Find out how many lines in the records have the string "updated" in them, and state only that number.

[Source records Boundary: Start]

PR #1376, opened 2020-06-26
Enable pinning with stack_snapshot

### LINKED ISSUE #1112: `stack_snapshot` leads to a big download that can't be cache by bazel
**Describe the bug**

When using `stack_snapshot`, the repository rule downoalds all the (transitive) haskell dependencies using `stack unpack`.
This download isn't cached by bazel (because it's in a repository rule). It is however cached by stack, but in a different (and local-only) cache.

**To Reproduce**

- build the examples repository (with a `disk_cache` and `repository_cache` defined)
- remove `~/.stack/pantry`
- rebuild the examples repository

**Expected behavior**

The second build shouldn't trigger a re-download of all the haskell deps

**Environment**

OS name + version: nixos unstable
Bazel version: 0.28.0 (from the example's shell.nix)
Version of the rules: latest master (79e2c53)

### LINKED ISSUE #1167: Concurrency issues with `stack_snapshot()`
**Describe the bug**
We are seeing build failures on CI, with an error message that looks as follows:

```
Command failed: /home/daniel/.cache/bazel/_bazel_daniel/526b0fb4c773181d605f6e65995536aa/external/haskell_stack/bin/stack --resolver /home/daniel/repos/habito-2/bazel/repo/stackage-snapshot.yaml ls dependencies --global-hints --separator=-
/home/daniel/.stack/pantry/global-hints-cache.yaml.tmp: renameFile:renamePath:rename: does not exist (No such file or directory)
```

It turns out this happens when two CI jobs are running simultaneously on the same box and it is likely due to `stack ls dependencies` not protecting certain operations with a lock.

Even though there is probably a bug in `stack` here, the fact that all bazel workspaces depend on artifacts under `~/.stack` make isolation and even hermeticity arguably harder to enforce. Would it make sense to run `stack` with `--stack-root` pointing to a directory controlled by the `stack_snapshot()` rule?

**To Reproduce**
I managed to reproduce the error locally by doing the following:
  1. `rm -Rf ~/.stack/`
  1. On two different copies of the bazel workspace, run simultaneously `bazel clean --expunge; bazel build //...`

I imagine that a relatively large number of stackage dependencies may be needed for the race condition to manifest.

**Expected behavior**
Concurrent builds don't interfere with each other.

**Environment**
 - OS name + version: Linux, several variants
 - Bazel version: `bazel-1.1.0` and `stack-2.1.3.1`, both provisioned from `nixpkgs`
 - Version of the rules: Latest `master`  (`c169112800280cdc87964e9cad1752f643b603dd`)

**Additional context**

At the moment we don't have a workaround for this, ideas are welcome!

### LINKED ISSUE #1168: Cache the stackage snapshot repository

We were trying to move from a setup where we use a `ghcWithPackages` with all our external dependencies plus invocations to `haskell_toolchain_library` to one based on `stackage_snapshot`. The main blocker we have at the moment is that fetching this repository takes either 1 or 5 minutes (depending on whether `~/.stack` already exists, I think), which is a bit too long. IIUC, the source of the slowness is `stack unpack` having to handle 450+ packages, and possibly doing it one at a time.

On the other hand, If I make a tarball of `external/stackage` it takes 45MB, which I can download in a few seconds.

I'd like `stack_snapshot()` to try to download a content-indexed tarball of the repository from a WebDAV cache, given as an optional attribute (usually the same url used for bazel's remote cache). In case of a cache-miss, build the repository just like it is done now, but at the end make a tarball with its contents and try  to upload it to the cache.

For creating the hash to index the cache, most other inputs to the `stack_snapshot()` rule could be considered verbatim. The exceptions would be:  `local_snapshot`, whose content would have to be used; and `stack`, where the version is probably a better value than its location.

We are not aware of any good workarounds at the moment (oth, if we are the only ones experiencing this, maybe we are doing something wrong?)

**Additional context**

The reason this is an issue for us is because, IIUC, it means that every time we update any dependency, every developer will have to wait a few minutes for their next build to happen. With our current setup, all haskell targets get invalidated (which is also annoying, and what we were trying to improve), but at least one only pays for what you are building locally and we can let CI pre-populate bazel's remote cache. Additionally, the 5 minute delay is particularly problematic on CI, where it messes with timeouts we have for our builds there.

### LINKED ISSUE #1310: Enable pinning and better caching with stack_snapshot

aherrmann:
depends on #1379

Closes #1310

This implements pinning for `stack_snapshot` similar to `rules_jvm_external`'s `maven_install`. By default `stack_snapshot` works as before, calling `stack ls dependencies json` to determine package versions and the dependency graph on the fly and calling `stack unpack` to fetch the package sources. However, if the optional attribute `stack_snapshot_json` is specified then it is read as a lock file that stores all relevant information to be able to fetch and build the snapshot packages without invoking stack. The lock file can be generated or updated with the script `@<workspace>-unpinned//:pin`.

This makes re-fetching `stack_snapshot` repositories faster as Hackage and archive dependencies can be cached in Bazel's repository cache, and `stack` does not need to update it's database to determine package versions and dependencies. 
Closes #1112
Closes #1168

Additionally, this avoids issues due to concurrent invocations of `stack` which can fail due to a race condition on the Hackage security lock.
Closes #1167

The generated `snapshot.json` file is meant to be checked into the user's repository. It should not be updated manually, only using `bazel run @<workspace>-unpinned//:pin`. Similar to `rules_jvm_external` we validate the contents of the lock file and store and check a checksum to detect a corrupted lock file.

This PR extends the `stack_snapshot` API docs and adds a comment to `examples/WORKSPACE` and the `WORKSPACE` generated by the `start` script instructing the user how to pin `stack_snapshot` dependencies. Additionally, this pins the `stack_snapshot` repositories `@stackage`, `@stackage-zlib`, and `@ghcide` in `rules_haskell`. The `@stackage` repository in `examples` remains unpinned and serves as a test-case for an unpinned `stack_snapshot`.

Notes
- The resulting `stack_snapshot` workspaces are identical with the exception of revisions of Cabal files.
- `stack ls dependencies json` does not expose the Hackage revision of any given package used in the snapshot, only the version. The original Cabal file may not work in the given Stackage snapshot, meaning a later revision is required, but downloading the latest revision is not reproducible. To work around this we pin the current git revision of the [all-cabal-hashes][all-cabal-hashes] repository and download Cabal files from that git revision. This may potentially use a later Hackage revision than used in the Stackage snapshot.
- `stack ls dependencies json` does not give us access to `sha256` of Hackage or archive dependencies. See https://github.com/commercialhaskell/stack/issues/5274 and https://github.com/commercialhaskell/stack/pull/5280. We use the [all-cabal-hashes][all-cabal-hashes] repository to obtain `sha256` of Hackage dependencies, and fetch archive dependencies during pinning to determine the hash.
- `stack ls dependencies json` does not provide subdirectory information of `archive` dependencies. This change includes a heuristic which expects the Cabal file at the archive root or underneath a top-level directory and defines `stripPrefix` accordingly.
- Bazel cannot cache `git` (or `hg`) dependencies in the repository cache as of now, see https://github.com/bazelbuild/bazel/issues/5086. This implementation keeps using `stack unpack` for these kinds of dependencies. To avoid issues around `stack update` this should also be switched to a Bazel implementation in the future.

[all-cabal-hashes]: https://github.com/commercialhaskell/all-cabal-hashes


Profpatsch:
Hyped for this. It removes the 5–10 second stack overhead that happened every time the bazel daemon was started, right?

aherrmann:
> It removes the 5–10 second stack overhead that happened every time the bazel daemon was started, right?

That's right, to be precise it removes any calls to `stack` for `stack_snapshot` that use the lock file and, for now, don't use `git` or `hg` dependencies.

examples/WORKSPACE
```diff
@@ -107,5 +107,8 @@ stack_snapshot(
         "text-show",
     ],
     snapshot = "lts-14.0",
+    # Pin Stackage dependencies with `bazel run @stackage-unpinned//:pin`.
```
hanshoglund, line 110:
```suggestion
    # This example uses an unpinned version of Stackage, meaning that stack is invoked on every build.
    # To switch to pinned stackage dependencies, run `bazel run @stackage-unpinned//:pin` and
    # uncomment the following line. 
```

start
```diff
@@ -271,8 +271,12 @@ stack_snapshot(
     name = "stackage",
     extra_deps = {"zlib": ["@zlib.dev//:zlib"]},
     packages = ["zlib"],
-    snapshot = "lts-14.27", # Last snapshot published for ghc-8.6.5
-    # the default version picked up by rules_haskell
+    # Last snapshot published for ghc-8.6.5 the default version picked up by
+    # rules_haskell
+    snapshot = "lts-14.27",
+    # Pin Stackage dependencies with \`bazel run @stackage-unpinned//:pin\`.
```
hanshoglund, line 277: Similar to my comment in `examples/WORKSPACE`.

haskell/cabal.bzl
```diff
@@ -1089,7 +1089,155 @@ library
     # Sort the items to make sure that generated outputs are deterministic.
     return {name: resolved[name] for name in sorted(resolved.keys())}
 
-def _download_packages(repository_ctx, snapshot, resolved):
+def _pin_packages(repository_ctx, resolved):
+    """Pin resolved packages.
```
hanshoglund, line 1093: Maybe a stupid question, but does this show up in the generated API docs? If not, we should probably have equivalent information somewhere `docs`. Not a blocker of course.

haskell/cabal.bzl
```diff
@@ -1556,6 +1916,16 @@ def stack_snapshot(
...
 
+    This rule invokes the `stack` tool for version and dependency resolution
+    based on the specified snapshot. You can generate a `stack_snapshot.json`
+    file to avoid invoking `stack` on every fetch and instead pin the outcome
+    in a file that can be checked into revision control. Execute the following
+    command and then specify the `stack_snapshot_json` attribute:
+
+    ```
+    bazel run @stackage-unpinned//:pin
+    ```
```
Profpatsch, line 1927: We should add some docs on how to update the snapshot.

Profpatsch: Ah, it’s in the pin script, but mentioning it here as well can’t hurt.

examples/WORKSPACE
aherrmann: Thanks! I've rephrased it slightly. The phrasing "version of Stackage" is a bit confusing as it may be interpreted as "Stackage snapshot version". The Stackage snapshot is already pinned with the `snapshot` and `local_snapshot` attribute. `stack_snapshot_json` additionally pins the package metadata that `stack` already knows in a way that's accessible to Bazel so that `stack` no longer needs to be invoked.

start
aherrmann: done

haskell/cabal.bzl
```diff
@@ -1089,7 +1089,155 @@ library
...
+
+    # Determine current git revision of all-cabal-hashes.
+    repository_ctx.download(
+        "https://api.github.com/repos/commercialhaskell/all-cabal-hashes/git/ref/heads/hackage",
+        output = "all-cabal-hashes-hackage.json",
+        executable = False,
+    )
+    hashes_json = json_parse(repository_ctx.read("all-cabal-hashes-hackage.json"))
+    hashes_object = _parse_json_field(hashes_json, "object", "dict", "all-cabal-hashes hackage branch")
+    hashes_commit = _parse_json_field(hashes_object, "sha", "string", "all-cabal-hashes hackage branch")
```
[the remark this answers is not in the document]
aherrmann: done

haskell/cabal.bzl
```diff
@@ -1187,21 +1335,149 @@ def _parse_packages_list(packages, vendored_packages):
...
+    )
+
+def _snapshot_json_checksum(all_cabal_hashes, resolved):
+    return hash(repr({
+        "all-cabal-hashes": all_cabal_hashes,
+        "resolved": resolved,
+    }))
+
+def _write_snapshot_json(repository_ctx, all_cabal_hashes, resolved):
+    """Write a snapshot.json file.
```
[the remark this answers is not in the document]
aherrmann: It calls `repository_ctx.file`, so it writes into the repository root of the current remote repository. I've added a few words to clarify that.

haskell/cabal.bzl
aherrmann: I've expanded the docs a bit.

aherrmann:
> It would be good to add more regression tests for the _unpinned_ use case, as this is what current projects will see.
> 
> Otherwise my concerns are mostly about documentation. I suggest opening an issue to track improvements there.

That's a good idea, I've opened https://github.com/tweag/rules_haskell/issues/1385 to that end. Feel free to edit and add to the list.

[Source records Boundary: End]

Solution for this problem: 2